The Victoria and Albert Inn was formerly two separate inns, the Victoria dating back to 1839. They were merged to form The Victoria and Albert Inn. In 2012 local residents put up a fight and took on Tesco and prevented them from changing their pub to a Tesco Express store. In 2019/2020 the Victoria and Albert underwent a major refurbishment.

The Seaton Terrace is now the premier social club in the Village after the demise of the "Top Club". The club has over 850 members and has recently become solvent again, paying off over £250,000 worth of debt and was due to celebrate its "Independence Day" on 4 July after getting its deeds back.

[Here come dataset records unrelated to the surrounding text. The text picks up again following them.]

PR #1442, opened 2022-05-24
WEBUI-739: prevent bulk edit layout from loading on documents change

richardsd:
This PR proposes two changes to the edit documents button:
- prevent reloading the layout if the href is exactly the same that was previously used in `nuxeo-layout`
- prevent reloading the layout everytime a new document is selected (removing the `documents.splices` from the observer)


Gabez0r (approved):
LGTM

semisse (approved):

PR #1444, opened 2022-05-26
SUPINT-2107: fix date-picker ftest selector (v4)

semisse:


semisse:
Investigation is done and we will move forward with vaadin-date-picker v23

Coty had a factory in the village following a merger between Procter and Gamble and Coty for the acquisition of their beauty business, once the independent Shultons factory. Shultons formerly manufactured Old Spice aftershave before Procter & Gamble's acquisition of the brand. The factory closed in 2018. Heather Mills bought the 55-acre site in 2019 and said that it would offer vegan businesses manufacturing, storage and office space. According to The Guardian, "Mills said it would make the region a 'world centre for the creation of planet-rescuing ideas' and the 'northern powerhouse for the brightest vegan minds'."

==Landmarks==
Seaton Delaval Hall, taken into the care of the National Trust in 2009, is around 1/2 mi east of the village off the A190.

==Transport==
A railway line runs to the north of the village. A railway station was opened in 1841 but was closed to passengers in 1964. A new station opened on 15 December 2024 as part of the Northumberland Line project, with direct trains to Ashington and Newcastle (Central). There are bus links to nearby Whitley Bay, Cramlington and Blyth as well as to Newcastle-upon-Tyne.

==Education==
The village is served by five main schools:
- Seaton Delaval Parent/Toddler Group
- Seaton Delaval Pre-school (ages 2 – school)
- Seaton Terrace Nursery (closed/demolished)
- Seaton Delaval Community First School (previously "The Station School" before being moved to the same site as Whytrig Middle as part of Northumberland County Council's switch from three to two-tier education)
- Holywell Village First School
- Whytrig County Middle School (moved on to the site of Astley High School as of September 2014)
- Astley Community High School (including Sixth Form and Adult Education)

==Religious sites==
There are a number of Christian churches in the village:
- The Church of Our Lady (Church of England)
- Elsdon Avenue United Reformed and Methodist Church
- Holy Trinity, Seghill (Church of England)

==Culture==
The Seaton Delaval Arts Centre, a small auditorium hosting musical and drama entertainment, often locally produced, is housed in the former Salvation Army Hall in the centre of the village.

==Notable residents==
- Ralph Delaval – Admiral
- George Delaval – Admiral and builder of Seaton Delaval Hall
- Noel Forster – Artist and teacher
- John Gardner – Thriller writer, continued James Bond books
- Ivor Gurney – Poet and composer
- Ray Kennedy – Arsenal and Liverpool footballer
- Laura Pidcock - Former Labour MP for North West Durham
- England football internationals Clem Stephenson and his brother George were both born in Seaton Delaval
- Billy Wilson professional footballer Blackburn Rovers and Portsmouth F.C.